According to McKinsey’s 2023 report, generative AI could add $2.6–$4.4 trillion annually to global productivity.
I’ve spent the last several months building and testing Claude agents for my own business — everything from a client onboarding assistant to a research agent that pulls live data and drafts reports. Here’s exactly how I do it, step by step, with no fluff.
What a Claude AI Agent Actually Is (And Why It’s Different)
Before we get into the steps, let’s be clear on terminology, because “agent” gets thrown around loosely.
A standard Claude conversation is reactive — you prompt, Claude responds, done. An agent is different. It has access to tools (functions it can call), it can take multiple sequential actions based on results, and it can loop until a task is actually complete. Think of it as the difference between asking a contractor a question versus hiring them to finish a job.
For solopreneurs, this matters because your time is your only real constraint. An agent that can research a topic, pull data, write a draft, and save it to a folder — without you intervening at each step — is worth serious money.
Claude 3.5 Sonnet and Claude 3 Opus (available via Anthropic’s API in 2026) both support tool use natively. That’s the foundation we’re building on.
Step 1: Set Up Your Claude API Access and Choose Your Build Path
You have two main build paths, and picking the wrong one wastes weeks.
Path A — No-code/Low-code: Use a platform like Make.com, Relevance AI, or Flowise to build your agent visually. You connect Claude to tools through a GUI. Best if you’re not a developer.
Path B — Direct API: Call the Anthropic API directly from Python or JavaScript. More control, lower cost per run, and easier to customize logic. Best if you’re comfortable with basic code or willing to use Claude itself to write the code for you (yes, that works great).
I’ll cover both, but let’s start with the setup that applies to everyone.
To get API access:
- Go to console.anthropic.com and create an account.
- Add a payment method. Claude API pricing as of 2026: Claude 3.5 Sonnet costs $3 per million input tokens and $15 per million output tokens. For a typical solopreneur agent running 50-100 times a day, you’re looking at $5–$30/month in API costs.
- Generate an API key and store it somewhere safe (a password manager, not a .txt file on your desktop).
- If you’re going the no-code route, paste your API key into whichever platform you’re using.

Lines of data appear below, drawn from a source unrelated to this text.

PR #155, opened 2025-06-12
IonAndScint:GapChargeTransport

dahendric:
Added a tool recovering the charge deposited in the gaps between CRPs (in DUNE-FD-VD) into the IonAndScint module.

### DIFF
--- a/larsim/IonizationScintillation/IGapChargeTransport.hh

If you’re going direct API, you’ll use it in your code.
One thing I’d recommend regardless of path: set a spending limit in the Anthropic console. I cap mine at $50/month so a runaway loop never surprises me with a $400 bill.
Step 2: Define the Exact Job Your Agent Will Do
This is the step most people skip, and it’s why their agents feel janky and unreliable. You need to write a job description for your agent before you build anything.
Ask yourself three questions:
- What is the trigger? (A new email arrives, a form is submitted, you type a command, a schedule fires at 9am)
- What steps does the agent need to take? (Search the web, read a file, write content, send a message, update a database)
- What does “done” look like? (A draft in Google Docs, a Slack message sent, a row added to Airtable)
Here’s a real example from my own setup: I built a Weekly Competitor Research Agent. Every Monday at 8am, it triggers automatically, searches for recent news about three competitors, pulls their latest blog posts, summarizes the key themes, and drops a formatted report into a Notion page I review over coffee. The trigger is a schedule. The steps are web search + summarization + formatting. “Done” is a Notion page with the report.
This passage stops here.